Debunking Huebner's 'A Possible Declining Trend for Worldwide Innovation'

Table of Contents

TL;DR

  • A 2005 paper by Huebner claimed worldwide innovation was declining—particularly after 1850. It was frequently cited to support theories about IQ dysgenics, but appears to be flawed.

  • By analyzing the same historical text Huebner used but counting notable figures instead of innovations, no significant decline was found.

  • When comparing against a comprehensive database of historical figures, the data actually shows an increase in innovation-related figures over time, contradicting Huebner’s findings.

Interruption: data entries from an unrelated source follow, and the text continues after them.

PR #7652, opened 2026-02-13
Add regression tests for locale default hour cycle (Fixes #594)

### LINKED ISSUE #594: Choose a default hour cycle for a locale when no preferences are provided
This is a follow-up from https://github.com/unicode-org/icu4x/pull/587#discussion_r605070056

> [When no preference is provided the preference] should default to the locale default, which is region-based (h12 for US, h23 for GB, etc). This is in CLDR, but we need to load it as well as think about the best architecture for where that data loading code should reside.

afrdbaig7:
Fixes #594

This PR adds regression tests to make sure datetime formatting falls back
to the correct default hour cycle based on CLDR region data when no
explicit -u-hc- preference is provided.
I added both runtime and datagen tests so that the behavior is covered
at formatting time as well as at the data level.

Runtime tests (simple_test.rs):
- Check default behavior:
  - en → h12
  - fr, ja, en-GB → h23
- Verify that explicit -u-hc- overrides still take priority
- Add a midnight edge case to ensure formatting is correct

Datagen test (semantic_skeletons/tests.rs):
- Validate that preferred_hour_cycle() returns the expected
  CoarseHourCycle:
  - en → H11H12
  - fr, ja, en-ZA → H2
Note: The runtime tests require `feature = "experimental"` for
`components::Bag` access.
These tests should help prevent regressions and make the expected
locale-based hour cycle behavior more clearly covered.
## Changelog
N/A (Add regression tests for `components::Bag::hour_cycle` resolution across locales.)

### DIFF
--- a/components/datetime/tests/resolved_components.rs
+++ b/components/datetime/tests/resolved_components.rs
@@ -106,3 +106,42 @@ fn test_date_and_time() {
         "en-u-hc-h23".parse::<Locale>().unwrap(),
     );
 }
+
+/// More thorough test of `components::Bag::hour_cycle` across multiple locales,
+/// including region-based defaults and explicit overrides.
+/// Fixes <https://github.com/unicode-org/icu4x/issues/594>.
+#[test]
+fn test_hour_cycle_resolved_components() {
+    let skeleton = CompositeDateTimeFieldSet::Time(TimeFieldSet::T(fieldsets::T::short()));
+
+    let check = |locale_str: &str, expected: HourCycle| {
+        let locale: Locale = locale_str.parse().unwrap();
+        let dtf = FixedCalendarDateTimeFormatter::<Gregorian, _>::try_new(locale.into(), skeleton)
+            .unwrap();
+        let datetime = DateTime {
+            date: Date::try_new_gregorian(2024, 1, 15).unwrap(),
+            time: Time::try_new(21, 22, 0, 0).unwrap(),
+        };
+        let bag = components::Bag::from(&dtf.format(&datetime).pattern());
+        assert_eq!(
+            bag.hour_cycle,
+            Some(expected),
+            "{locale_str}: expected {expected:?}, got {:?}",
+            bag.hour_cycle,
+        );
+    };
+
+    // h12 locales
+    check("en", HourCycle::H12);
+    check("ko", HourCycle::H12);
+
+    // h23 locales
+    check("fr", HourCycle::H23);
+    check("ja", HourCycle::H23);
+    check("de", HourCycle::H23);
+    check("en-GB", HourCycle::H23); // same language, different region
+
+    // explicit -u-hc- overrides
+    check("fr-u-hc-h12", HourCycle::H12);
+    check("en-u-hc-h23", HourCycle::H23);
+}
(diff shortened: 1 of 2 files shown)


sffc (approved):
I think we have tests for this already, but adding additional tests specifically for the `components::Bag` behavior as integration tests is harmless and directly fixes the issue.

afrdbaig7:
> I think we have tests for this already, but adding additional tests specifically for the `components::Bag` behavior as integration tests is harmless and directly fixes the issue.

Thanks for the review
Yes, the main addition here is the components::Bag integration test in simple_test.rs. It structurally checks the resolved hour_cycle for different locales (for example, en → H12 and fr/ja/en-GB → H23). It also covers explicit -u-hc- overrides to make sure they still take precedence, along with a midnight edge case to ensure formatting behaves correctly.
Additionally, I added a datagen-level test in semantic_skeletons/tests.rs that verifies preferred_hour_cycle() directly against the CLDR source data. This acts as an extra safety check so that both the data layer and the runtime behavior stay aligned.

sffc:
Please fix the merge conflict

sffc (approved):

sffc:
Please fix clippy. Thanks

components/datetime/tests/simple_test.rs
```diff
@@ -220,6 +220,89 @@ fn test_5387() {
...
+
+    for (locale_str, expected_hour_cycle) in cases {
+        let locale: Locale = locale_str.parse().unwrap();
+        let prefs = DateTimeFormatterPreferences::from(&locale);
+        let formatter =
+            FixedCalendarDateTimeFormatter::<Gregorian, _>::try_new(prefs, fieldsets::T::short())
+                .unwrap();
+        let formatted = formatter.format(&datetime);
+        let resolved_pattern = formatted.pattern();
+        let bag = components::Bag::from(&resolved_pattern);
```
sffc, line 272: Observation: the main thing you are testing in this PR is the behavior of `components::Bag::hour_cycle`.

There is one small test that does this, `test_length_time`

We also have `test_hour_cycle_selection` which tests the hour cycle resolution through `DateTimeFormatterPreferences` but not all the way through to `components::Bag`

So I lean toward believing that this test is a value-add, but we have this behavior mostly already tested elsewhere.

I would be more confident if you moved the test into `resolved_components.rs` and described it as being a more thorough test of `components::Bag::hour_cycle`.

sffc (approved):

sffc (commented):
(@afrdbaig7 please address my comment from above)

afrdbaig7:
> (@afrdbaig7 please address my comment from above)
Thanks for the reminder will push an update shortly.

sffc (commented):
Thanks, please fix the fmt error and then we can merge

afrdbaig7:
> Thanks, please fix the fmt error and then we can merge

Ok i will fix it and push the update shortly

afrdbaig7:
@sffc  Thanks for your help  I’ve addressed your comment.
I’d like to continue contributing, so I’ll start exploring other open issues as well.
Also, is there a preferred community channel (Discord/Slack) where contributors usually coordinate?

sffc (approved):

PR #7656, opened 2026-02-16
Use `RetainBaseLanguages` deduplication and `DataLocaleFamily::single` in testdata, add `en-US-posix`

robertbastian:
`make_testdata` should use `DataLocaleFamily::single`, as the downloaded test data is for single locales only, so this is not a good test for `::with_descendants`.

I've also changed the deduplication to `::RetainBaseLanguages`, which removes 1313 files from the repo, without significantly impacting the readability of generated data (it's only removes "trivial" fallbacks to the base language).

Also added the `en-US-posix` locale, for which collator has data, but which exposed some issues with markers that don't call `self.check_req`.


Manishearth:
Seems fine to me, did not look super closely.

PR #7658, opened 2026-02-17
Fix resb on big endian platforms

miladfarca:
Node.js/V8 are now using Temporal with a dependency on Rust. On big endian platforms ICU4C provides data in native BE order causing ZoneInfo64 parsing to fail with "Failed to load timezone info" and is causing test failures on Node.js after enabling Temporal:
https://github.com/nodejs/node/issues/61808

Following the instruction in this page:
https://chromium.googlesource.com/chromium/src/+/28fe000/third_party/rust/chromium_crates_io/patches/
I have uploaded a patch to Chromium to fix this issue on that repository:
http://crrev.com/c/7583895
And I have also applied the same patch here to ICU4X upstream.

## Changelog

resb: Support big-endian platforms

### DIFF
--- a/utils/resb/src/binary/header.rs
+++ b/utils/resb/src/binary/header.rs
@@ -114,7 +114,7 @@ impl TryFrom<&[u8]> for BinReprInfo {
         let (reserved_word, value) = read_u16(value)?;
 
         let (endianness, value) = (Endianness::try_from(value[0])?, &value[1..]);
-        if (endianness == Endianness::Little) == cfg!(target_endian = "little") {
+        if (endianness == Endianness::Little) != cfg!(target_endian = "little") {
             return Err(BinaryDeserializerError::unsupported_format(
                 "bundle endianness does not match platform endianness",
             ));


utils/resb/src/binary/header.rs
```diff
@@ -117,11 +117,6 @@ impl TryFrom<&[u8]> for BinReprInfo {
         // contents of the repr info, we explicitly depend on little endian data
         // in order to ensure compatibility with `zerovec`.
         let (endianness, value) = (Endianness::try_from(value[0])?, &value[1..]);
-        if endianness != Endianness::Little {
```
robertbastian, line 120: issue: don't remove this check, make it compare to the platform

utils/resb/src/binary/header.rs
robertbastian: remove the comment, it doesn't make sense

utils/resb/src/binary/header.rs
Manishearth: You can use `cfg!(target_endian = "little")` to get a boolean

utils/resb/src/binary/deserializer.rs
```diff
@@ -138,7 +138,7 @@ impl<'de> ResourceTreeDeserializer<'de> {
                 ))
             }
         };
-        let descriptor = u32::from_le_bytes(descriptor);
+        let descriptor = u32::from_ne_bytes(descriptor);
```
Manishearth, line 146: We should document `from_words` as requiring a native-endian file, noting that zoneinfo64.res comes in both formats, and then every time we do this we should say "See documentation on from_words".

miladfarca: I've added a comment under `utils/resb/src/binary/deserializer.rs`.

utils/resb/src/binary/header.rs
miladfarca: Thanks, I've created a platform specific check.

utils/resb/src/binary/header.rs
miladfarca: done.

utils/resb/src/binary/header.rs
```diff
@@ -113,13 +113,11 @@ impl TryFrom<&[u8]> for BinReprInfo {
         let (size, value) = read_u16(value)?;
         let (reserved_word, value) = read_u16(value)?;
 
-        // While the consumer is responsible for verifying acceptability of most
-        // contents of the repr info, we explicitly depend on little endian data
-        // in order to ensure compatibility with `zerovec`.
         let (endianness, value) = (Endianness::try_from(value[0])?, &value[1..]);
-        if endianness != Endianness::Little {
+        let native_le = cfg!(target_endian = "little");
+        if endianness != if native_le { Endianness::Little } else { Endianness::Big } {
```
robertbastian:
```suggestion
        if (endianness == Endianness::Little) == cfg!(target_endian = "little") {
```

miladfarca: I think the logic is inverted here, it should be 
```
if (endianness == Endianness::Little) != cfg!(target_endian = "little") {
```
I'll patch it.

robertbastian:
@miladfarca please sign the CLA

miladfarca:
@robertbastian I'll need to check if we (IBM) are allowed to sign this CLA as we are not in your current list:
https://api.unicode.org/cla/corporate

miladfarca:
@robertbastian I have now signed the CLA, sorry for the delay.

PR #7659, opened 2026-02-17
Refactor web-demo to support multiple demos(#2360)

### LINKED ISSUE #2360: Wasm Demo Frontend Framework
The [wasm demo](https://github.com/unicode-org/icu4x/tree/main/ffi/diplomat/wasm/wasm-demo) is currently written in vanilla TypeScript. This makes it difficult to add new demos to the webpage, since all the HTML and TS pieces have to be added manually, and rules for what to update when an input is updated are encoded by hand.

A frontend framework like Svelte would simplify this process, and make adding new demos as simple as "use these inputs, have them call these Diplomat bindings, and show the output here."

Currently, the demo is generated for every PR, so this would ideally enable authors to easily add a demo for their new feature that the reviewers could interact with in real time.

afrdbaig7:
Fixes #2360

This PR restructures tools/web-demo to support multiple independent demos instead of a single hardcoded one. The goal was to make it easier to extend while keeping the setup simple and lightweight.

Changes:
Router (src/router.mjs) – Added a small hash-based router to handle navigation, loading state, and proper teardown before mounting a new demo. Includes a guard to avoid race conditions on fast navigation.
Demo registry (src/demos/registry.mjs) – Central place to register demos with slug, label, and lazy load() via dynamic import.
Wasm loader (src/utils/loader.mjs) – Singleton wrapper so the icu module is initialized only once.
Playground demo – Moved existing demo to src/demos/playground/ and adapted it to use setup/teardown.
Template demo – Added a minimal starter demo for contributors.
Updated webpack entry to src/index.mjs and adjusted HTML to include #nav and #app.
To add a new demo: copy the template folder, implement setup/teardown, and register it in the demo registry.


Manishearth:
This seems to be a lot of changes at once and it's pretty hard to review. It also doesn't appear to fix the filed issue.

Refactoring this into multiple files is welcome, but please do it piecewise as commits, without intermixed behavior changes.

sffc:
I looked over the code and I'm not sure what it achieves. It seems like a refactoring.

CC @mega123-art who worked on this part of the code in https://github.com/unicode-org/icu4x/pull/7567

afrdbaig7:
> This seems to be a lot of changes at once and it's pretty hard to review. It also doesn't appear to fix the filed issue.
> 
> Refactoring this into multiple files is welcome, but please do it piecewise as commits, without intermixed behavior changes.

Thanks for the review. I see your point. I’ll split this up into smaller, incremental commits first keeping it to pure refactors, and then layering the behavior changes on top so it’s easier to review.
I’ll make sure the final structure clearly and directly addresses the original issue.

afrdbaig7:
> I looked over the code and I'm not sure what it achieves. It seems like a refactoring.
> 
> CC @mega123-art who worked on this part of the code in #7567

Thanks for the feedback. I didn’t realize #7567 had already introduced hash-based deep linking inside the existing demo. My intention with this PR was a bit different from #2360 I was trying to make the structure support multiple separate demo pages (like a playground, formatter demo, segmenter demo, etc.) with lazy loading and proper setup/teardown, rather than deep-linking within one demo.
 I should’ve reviewed #7567 more carefully before opening this since there’s definitely some overlap in the routing logic. I’m completely fine with closing this and reworking it so it builds on top of the current deep-link router instead of replacing it, if that makes more sense. Just let me know how you’d prefer I move forward

Manishearth:
@afrdbaig7 Are you using an LLM to primarily drive code writing and commenting?

sffc:
Yes I think we should build on top of #7567.

afrdbaig7:
> @afrdbaig7 Are you using an LLM to primarily drive code writing and commenting?

I’ve used tools here and there to double check  but I review everything myself before submiting it.

afrdbaig7:
> Yes I think we should build on top of #7567.

Ok I'll close this and rework on top of #7567. Thanks for the guidance.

  • The apparent decline in Huebner’s study likely stems from selection bias in his source material (a single history book) rather than reflecting actual innovation trends.


Introduction

During the late 2010s and early 2020s, IQ dysgenics theory gained considerable attention within certain academic and online communities. Michael Woodley had steadily published research on estimating IQ dysgenics using Galton’s methods, while Edward Dutton promoted these ideas through his YouTube channel and co-authored work “At Our Wits’ End: Why We’re Becoming Less Intelligent and What It Means for the Future”. The prevailing narrative suggested that individuals with lower cognitive abilities reproduced at higher rates and earlier ages than their more intelligent counterparts. Given the established heritability of IQ, proponents argued that humanity faced inevitable intellectual decline—with the satirical film Idiocracy serving as an unintended prophecy.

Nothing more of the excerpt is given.